(Data records Opens)
PR #102, opened 2026-01-15
Add randomized mirror benchmark tool

ricott1:
## 📝 Description
Add a new measurement tool to perform Randomized Mirror Benchmarking.

- [x] The code passes CI.


src/sympleq/core/measurement/noise_model.py
```diff
@@ -0,0 +1,335 @@
...
+
+class DephasingNoise(NoiseModel):
+    def __init__(self, error_rate: float) -> None:
+        # The dephasing channel has tow Klaus operators: the identity and Z.
+        # A single parameter p0 models the noise probability,
+        # representing the probability of having no error.
+        # Kraus operators:
+        # K0 = sqrt(p0) 1 ⊗ 1
+        # K1 = sqrt(1 − p0) Z ⊗ Z
+        if error_rate > 1.0 or error_rate < 0.0:
```
ldellant: abs < 1

src/sympleq/core/measurement/noise_model.py
```diff
@@ -0,0 +1,335 @@
...
+        return [(1.0, PauliSum.from_tableau(tableau, dimensions))]
+
+
+class DephasingNoise(NoiseModel):
+    def __init__(self, error_rate: float) -> None:
+        # The dephasing channel has tow Klaus operators: the identity and Z.
+        # A single parameter p0 models the noise probability,
+        # representing the probability of having no error.
+        # Kraus operators:
+        # K0 = sqrt(p0) 1 ⊗ 1
```
ldellant: Why K0 and K1 are tensor products of two operators?

ldellant: I mean it is a comment so no big deal...

src/sympleq/core/measurement/noise_model.py
```diff
@@ -0,0 +1,335 @@
...
+        return 2
+
+    def kraus_operator_probabilities(self, n_qudits: int) -> list[float]:
+        sqrt_p0 = self.p0
+        sqrt_p1 = (1.0 - self.p0)
+
+        p0_pows = [sqrt_p0 ** i for i in range(n_qudits + 1)]
+        p1_pows = [sqrt_p1 ** i for i in range(n_qudits + 1)]
+
+        output = []
```
ldellant: Ok so it seems to me that here you define a generalized dephasing channel for multiple qudits. I think it is worth doing it for the dephasing and the depolarizing channels, since they are so well studied... 

I wonder whether this increase the complexity of the code. In fact, one can define dephasing channel on a single qubit and apply multiple dephasing channels instead of one combined. (Maybe I did not explain myself well before)

ldellant: One combined dephasing is equivalent to multiple individual dephasing

src/sympleq/core/measurement/noise_model.py
```diff
@@ -0,0 +1,335 @@
...
+        b_x = kraus_tableau[:, :n]
+        b_z = kraus_tableau[:, n:]
+
+        # Compute acquired phases via symplectic form
+        factors = (pauli.lcm // pauli.dimensions)
+        left_acquired_phases = 2 * factors * a_z  @ b_x.T
+        right_acquired_phases = 2 * factors * b_z  @ a_x.T
+
+        # Combine with existing phases and flatten
+        new_phases = (p1 + p2 + p2 + left_acquired_phases + right_acquired_phases) % (2 * pauli.lcm)
```
ldellant: Should we define a function "new_phases", perhaps in pauli_utils, that does exactly this? Because fixing the phase is something we do in more places, if I am not forgetting something. This way we minimize the error opportunities...

src/sympleq/core/measurement/noise_model.py
```diff
@@ -0,0 +1,335 @@
...
+        new_phases = new_phases.reshape(-1)
+
+        # Multiplication between PauliString corresponds to summing the tableaus
+        new_tableau = np.asarray([ps1 + 2 * ps2 for ps1 in pauli.tableau for ps2 in kraus_tableau], dtype=int)
+
+        return PauliSum(new_tableau, pauli.dimensions, pauli.weights, new_phases)
```
ldellant: related to the previous comment, don't we have a method - multiplication - between a PauliSum and a PauliString, that does this? Maybe it was in a previous version of the code? It may be worth having it defined as a method for the PauliSum: multiplication between a PauliSum and another Paulisum with only one element...

src/sympleq/core/measurement/noise_model.py
```diff
@@ -0,0 +1,335 @@
...
+            coefficient = 1
+            for idx, exp in zip(qudit_indices, comb):
+                p_tableau[n_qudits + idx] = exp
+                coefficient *= np.sqrt(self.p0) if exp == 0 else np.sqrt(1.0 - self.p0)
+            output.append((coefficient, PauliSum.from_tableau(p_tableau, dimensions)))
+
+        return output
+
+
+class DepolarizingNoise(NoiseModel):
```
ldellant: General comment. For now, it is absolutely fine, so this specific comment may become an issue for the future, and more generally can be ignored if I got something wrong. 

It seems to me that the channels are, at the moment, more complicated than they could be. I would define a _generic_ noise model in a similar fashion as the DepolarizingNoise or DephasingNoise, with two inputs: 

- [\alpha_0, ..., \alpha_n] : list of coefficients of Kraus operators
- [K_0, ..., K_n] list of Kraus operators, that we choose (for now) to be PauliStrings.

Notice that this is less general than Eq. (3), cause Kraus operators can be whatever they want (more or less), but practically all noise channels employed have this form and is an excellent starting point.

With these two inputs, the only thing needed is now doing pretty much the same thing you do, with an important exception. Instead of applying the channel on _all_ qudits, we only apply it to a chosen _subset_ of qudits (user specified), where the number of these must be the same as the number of qudits on which the Kraus operators act (Identities shall be tensor product with the Kraus to apply the channel to more qudits).

So, to define the Depolarizing channel, we only have to call this generic noise model with inputs
- [\sqrt{p0}, \sqrt{1-p0]
- [I, Z]

and apply this channel to the, e.g., 15th qudit of a PauliSum object.

Makes semi-sense?

src/sympleq/applications/randomized_benchmarking/RMB.py
```diff
@@ -0,0 +1,366 @@
...
+                if p_idx == q_idx:
+                    pauli_string += "x0z1"
+                else:
+                    pauli_string += "x0z0"
+            pauli_strings.append(pauli_string)
+
+        self.initial_state = PauliSum.from_string(pauli_strings, dimensions)
+
+        if random_initial_state:
+            random_phases = self.rng.choice(a=[0, 2], size=self.initial_state.n_paulis())
```
ldellant: 2 * self.rng.choice([0,self.lcm])

(per quando avremo i qudits...

src/sympleq/core/measurement/RMB.py
```diff
@@ -0,0 +1,366 @@
...
+                    if self.rng.choice(a=[False, True]):
+                        # Remove gate from mirrored circuit (right part)
+                        # idx can have max value len(circuit.gates) - 1 == len(self.circuit.gates) / 2 - 1
+                        self.circuit.remove_gate(len(self.circuit) - 1 - idx)
+                    else:
+                        # Remove gate from base circuit (left part)
+                        self.circuit.remove_gate(idx)
+
+        # Initialize noise models probabilities.
+        # In principle, we don't know if there are gates with n_quidits larger than 2,
```
ldellant: in practice unlikely... A long term project would be generalizing everything (not only the RBM) with a choice of Clifford basis. But this is beyond the current scope...

ldellant: For reference, it would be cool for more democratic benchmarking, where the native gates differ...

src/sympleq/applications/randomized_benchmarking/RMB.py
```diff
@@ -0,0 +1,366 @@
...
+            The resulting PauliSum after applying the noisy circuit.
+        """
+        if n_runs < 1:
+            raise ValueError(f"Number of runs must be greater equal to 1 (got {n_runs}).")
+
+        output = self.act(self.initial_state)
+        for _ in range(n_runs - 1):
+            output += self.act(self.initial_state)
+
+        output = output / n_runs
```
ldellant, line 212: isn't this obvious? Shouldn't this be simply the initial state always?

ldellant: ah no ok it takes as argument the circuit and whether it has noise, if I understand correctly...

src/sympleq/applications/randomized_benchmarking/RMB.py
```diff
@@ -0,0 +1,366 @@
...
+
+        return output
```
ldellant, line 214: here we should return errors as well

src/sympleq/core/measurement/noise_model.py
ricott1: here error_rate is really the error probability tho, I don't think it can be negative

src/sympleq/core/measurement/noise_model.py
ricott1: It was a note I took to construct the multi qudit operators, it's fixed now

src/sympleq/core/measurement/noise_model.py
ricott1: Yes, but this is true only for uncorrelated noise, I think I explain this in the docstring at the beginning. In general, in the future we can handle also correlated noise by defining a suitable process matrix

src/sympleq/core/measurement/noise_model.py
ricott1: I removed this function

src/sympleq/core/measurement/noise_model.py
ricott1: This makes sense, and it's pretty much how I planned to implement the factory for a custom channel. I think this handles also the most generic version of kraus operators

src/sympleq/core/measurement/RMB.py
ricott1: Plus I thought it could be useful if we compile a circuit to a single gate

src/sympleq/applications/randomized_benchmarking/RMB.py
ricott1: What do you mean exactly?

src/sympleq/core/measurement/noise_model.py
ldellant: Maybe have an error if it is negative?

src/sympleq/applications/randomized_benchmarking/RMB.py
ldellant: that this is an average (also, it is a sample average), but depending on how many events you are averaging over and on which results we got, each result will have a different confidence/statistical error associated to it. We should calculate those and return them as well

src/sympleq/applications/randomized_benchmarking/RMB.py
```diff
@@ -0,0 +1,363 @@
...
+                    if self.rng.choice(a=[False, True]):
+                        # Remove gate from mirrored circuit (right part)
+                        # idx can have max value len(circuit.gates) - 1 == len(self.circuit.gates) / 2 - 1
+                        self._circuit.remove_gate(len(self._circuit) - 1 - idx)
+                    else:
+                        # Remove gate from base circuit (left part)
+                        self._circuit.remove_gate(idx)
+
+    @classmethod
+    def initial_state(cls,
```
ldellant, line 56: Issue #112 will include a method that does this within the PauliSum class (I will deal with that)

src/sympleq/applications/randomized_benchmarking/noise_model.py
```diff
@@ -0,0 +1,306 @@
...
+    def kraus_probabilities(self) -> list[float]:
+        """
+        Returns the Kraus probabilities for the noise channel.
+
+        p_i = sum_j |α_{ij}|², i.e. the squared norm of each Kraus operator's coefficients.
+        The probabilities sum to 1.
+        """
+        pass
+
+    def apply_quantum_trajectory(self, pauli_sum: PauliSum, qudits: tuple[int, ...]) -> PauliSum:
```
ldellant: food for thoughts... It seems that `apply_quantum_trajectory` is defined as a method ion the `NoiseModel`. I could be missing something, and I think that what I am going to say you are already implementing/thinking to implement in the next iteration... 

In the long term, we most likely want to use trajectories not only for the noise, but also for (non-clifford) circuits. As such, it could be useful to have the `apply_quantum_trajectory` as a method in circuit, where we give an input stabilizer state and it does a certain number of trajectories, with/without noise, with/without non-clifford gates. 

Long term though, long term.......

src/sympleq/applications/randomized_benchmarking/noise_model.py
```diff
@@ -0,0 +1,306 @@
...
+            pauli_sum = kraus_gate.act(pauli_sum, qudits)
+        elif kraus_gate.n_qudits == 1:
+            # Act independently on each qudit
+            for qudit in qudits:
+                pauli_sum = kraus_gate.act(pauli_sum, qudit)
+        # FIXME: handle generic case, else:...
+
+        return pauli_sum
+
+    def act_in_hilbert_space(self, rho: sp.csr_matrix,
```
ldellant: same as previous comment... incorporated into `Circuit`, and pretty condifent that is what you are thingkin doing anyway :)

good idea!

src/sympleq/applications/randomized_benchmarking/noise_model.py
```diff
@@ -0,0 +1,306 @@
...
+
+        # E.g.: single qudit noise on single qudit gate
+        cum_prob = 0
+        if n_qudits == kraus_n_qudits:
+            for kraus_gate, probability in zip(self.kraus_gates(), self.kraus_probabilities()):
+                unitary = embed_unitary(kraus_gate.local_unitary(dimension), qudits, dimensions)
+                output_rho = _apply_unitary(output_rho, unitary, probability)
+                cum_prob += probability
+
+            assert np.abs(cum_prob - 1.0) < 10**(-5), f"cum prob {cum_prob}"
```
ldellant: `10 ** -5` -> `10 ** -10`

src/sympleq/applications/randomized_benchmarking/noise_model.py
```diff
@@ -0,0 +1,306 @@
...
+    def kraus_gates(self) -> list[Gate]:
+        return [GATES.Id, GATES.X, GATES.Y, GATES.Z]
+
+    def kraus_probabilities(self) -> list[float]:
+        return self._probabilities
+
+
+class CompositeNoise(NoiseModel):
+    """
+    A noise model that combines multiple noise models by merging their Kraus operators.
```
ldellant: ... merging their Kraus operators in the order specified by the input.

src/sympleq/applications/randomized_benchmarking/noise_model.py
```diff
@@ -0,0 +1,306 @@
...
+        Operators with the same gates have their probability summed and normalized.
+        """
+        gates_probabilities: dict[Gate, float] = {}
+
+        for model in self.noise_models:
+            for gate, probability in zip(model.kraus_gates(), model.kraus_probabilities()):
+                if not compound_identity and gate == GATES.Id:
+                    continue
+
+                # If operator is unity, don't add to the weight.
```
ldellant: maybe it could have been a good check not to do that, to make sure probability is conserved? If we find the probability of the identity, the sum of all probabilities must be one

src/sympleq/applications/randomized_benchmarking/noise_model.py
```diff
@@ -0,0 +1,306 @@
...
+                # The noiseless channel will have a weight equal to 1 - Sum toher_channels
+
+                if gate in gates_probabilities:
+                    gates_probabilities[gate] += probability
+                else:
+                    gates_probabilities[gate] = probability
+
+        # Normalize weights so probabilities (|w|^2) sum to 1
+        norm = sum(gates_probabilities.values())
```
ldellant: hmmmm a bit dangerous... The moment we are combining kraus operators with their own probability, the combined probability is the product of the individual probabilities. Not fully sure it is equivalent tbh. Would it be enough to to change `+=` -> `*=` in line 288?

src/sympleq/applications/randomized_benchmarking/RMB.py
ldellant: Ah yes... I will I will...

src/sympleq/applications/randomized_benchmarking/RMB.py
```diff
@@ -0,0 +1,334 @@
...
+
+        pauli_strings = []
+        for p_idx in range(n_qudits):
+            pauli_string = ""
+            for q_idx in range(n_qudits):
+                if p_idx == q_idx:
+                    pauli_string += "x0z1"
+                else:
+                    pauli_string += "x0z0"
+            pauli_strings.append(pauli_string)
```
ldellant, line 73: perhaps easier to use `PauliSum.from_tableau(M)` and M here is the rectangular matrix with all 0 first and the identity later?

src/sympleq/applications/randomized_benchmarking/RMB.py
```diff
@@ -0,0 +1,334 @@
...
+
+        ps = PauliSum.from_string(pauli_strings, dimensions)
+        if random_phases:
+            ps.set_phases(rng.choice(a=[0, 2], size=ps.n_paulis()))
```
ldellant, line 77: let's get prepared for the qudit case. `2 * rng. integers(0,ps.lcm)`

src/sympleq/applications/randomized_benchmarking/RMB.py
ldellant: I think you have already written all the functions for here :) :) :)

src/sympleq/applications/randomized_benchmarking/RMB.py
```diff
@@ -0,0 +1,334 @@
...
+            yield pauli
+
+    def act_in_hilbert_space(self, rho: sp.csr_matrix) -> sp.csr_matrix:
+        for gate, qudits in zip(self.gates, self.qudit_indices):
+            dimension = self.dimensions[qudits[0]]
+            unitary = embed_unitary(gate.local_unitary(dimension), qudits, self.dimensions)
+            rho = np.around(unitary @ rho @ unitary.conjugate().transpose(), 10)
+            rho = self.noise_model.act_in_hilbert_space(rho, qudits, self.dimensions)
+
+        assert np.abs(np.sum(rho.diagonal()) - 1.0) < 10**(-5), f"{np.sum(rho.diagonal())}"
```
ldellant: `np.isclose(np.tr(rho.diagonal()), 1.0)`

src/sympleq/core/circuits/gates.py
```diff
@@ -324,8 +324,24 @@ def full_symplectic(self, qudits: tuple[int, ...] | int, n_qudits: int, p: int)
...
+        if p is None:
+            return F
         return F % p
 
+    def __hash__(self):
+        return hash((
+            self.name,
+            tuple(self.symplectic.flatten().tobytes()),
+            tuple(self._phase_vector.tobytes()),
+        ))
```
ldellant, line 344: is this used? Be careful with `hash`, as it could become an intractably larger number. If you need to identify a gate, it is best to find another way rather than hash, or make it very sure that we never call `hash` for, e.g., a gate with 2000 qubits which would have a hash made of millions of digits...

src/sympleq/core/circuits/gates.py
```diff
@@ -524,6 +540,156 @@ def inverse(self) -> _CZ:
...
+        symplectic = np.eye(2, dtype=int)
+        phase_vector = np.array([0, 0], dtype=int)
+
+        super().__init__("Id", symplectic, phase_vector)
+
+    def local_unitary(self, dimension: int | None = None) -> sp.csr_matrix:
+        if dimension is None:
+            dimension = DEFAULT_QUDIT_DIMENSION
+        d = dimension
+        # X|j⟩ = |j+1 mod d⟩, X^{-1}|j⟩ = |j-1 mod d⟩
```
ldellant, line 567: ?

src/sympleq/core/circuits/gates.py
```diff
@@ -524,6 +540,156 @@ def inverse(self) -> _CZ:
...
+        U = np.eye(d, dtype=complex)
+        return sp.csr_matrix(U)
```
ldellant, line 569: We can start improving a bit using sparse matrices... It is not efficient to start from an array and go to sparse, as you include all the zeros. i suggest this:

```
ones = [1 for _ in range(d)]
return sp.csr_matrix((ones , (ones , ones )))
```

This should be much more efficient

src/sympleq/core/circuits/gates.py
```diff
@@ -524,6 +540,156 @@ def inverse(self) -> _CZ:
...
+
+    def phase_vector(self, dimension: int | None = None) -> np.ndarray:
+        # h = 2 * Ω @ tableau, where Ω = [[0, 1], [-1, 0]]
+        # Ω @ [x, 0] = [0, -x], so h = [0, -2x]
+        x = self._tableau[0]
+        if dimension is not None:
+            return np.array([0, -2 * x], dtype=int) % (2 * dimension)
+        return np.array([0, -2 * x], dtype=int)
+
+    def local_unitary(self, dimension: int | None = None) -> sp.csr_matrix:
```
ldellant, line 606: here there is a bit of redundancy I think (also for identity tbh...) 

you should be able to define all of these using `def xz_mat(d: int, aX: int, aZ: int) -> sp.csr_matrix:` 

and that function is already written to save all zeros :)

:)

tests/core_tests/circuits_tests/circuits_test.py
```diff
@@ -439,6 +439,19 @@ def test_roundtrip_preserves_behavior(self):
 
         assert original_result == restored_result
 
+    def test_circuit_inverse(self):
+        n_gates = np.random.randint(10, 20)
+        n_paulis = np.random.randint(4, 8)
+        dimensions = [2, 3, 5, 7]
```
ldellant, line 445:
```
dimensions = choose_random_dimensions(2500)
n_qudits = len(dimensions)
n_gates = rng.integers(n_qudits, 10 * n_qudits ** 2)
n_paulis = rng.integers(n_qudits, 10 * n_qudits ** 2)
```

tests/application_tests/randomized_benchmarking_tests/noise_model_test.py
```diff
@@ -0,0 +1,242 @@
...
+        probs = model.kraus_probabilities(1)
+
+        assert np.isclose(probs[0], 1.0)
+        assert np.allclose(probs[1:], 0.0)
+
+
+class TestRMB:
+    """Tests for RMB class, moved from RMB.py."""
+
+    @pytest.mark.parametrize("n_qudits", [2, 4, 6])
```
ldellant, line 150: `[2, 3, 4, 5, 6]` 

good to have odd numbers as well...

tests/application_tests/randomized_benchmarking_tests/noise_model_test.py
```diff
@@ -0,0 +1,242 @@
...
+        rho_exact = rmb.rho_exact()
+
+        # Check traces are both 1
+        assert np.isclose(np.trace(rho_exact), 1.0)
+        assert np.isclose(np.trace(rho_average), 1.0)
+
+        # Check convergence: error scales with state space size
+        max_error = np.max(np.abs(rho_exact - rho_average))
+        tolerance = 30 * n_qudits / n_runs
+        assert max_error < tolerance, f"Max error {max_error} exceeds tolerance {tolerance}"
```
ldellant, line 173: now that you have the error for the fidelity, you can generalise this by saying
```
dist_norm = abs(p_0_exact - p_0_average) / delta_p_0
assert dist_norm < 5
assert dist_norm > 0.0001
```

here, p_0 are the probabilities to be in the correct state, delta the error of the averaged one. `<5` means that statistically we should not find it bigger, `>0.0001` statistically should not find smaller. We can chat

tests/application_tests/randomized_benchmarking_tests/noise_model_test.py
ldellant, line 150: `@pytest.mark.parametrize("n_runs", [100, 1000, 10000])`

this way we make sure that the two converge as they should in a statistical sense

ldellant (approved):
(Data records Closes)
Directions for this task: Each line in the listing that contains "between" should be returned.

Answer for this exercise:
+        # Multiplication between PauliString corresponds to summing the tableaus
ldellant: related to the previous comment, don't we have a method - multiplication - between a PauliSum and a PauliString, that does this? Maybe it was in a previous version of the code? It may be worth having it defined as a method for the PauliSum: multiplication between a PauliSum and another Paulisum with only one element...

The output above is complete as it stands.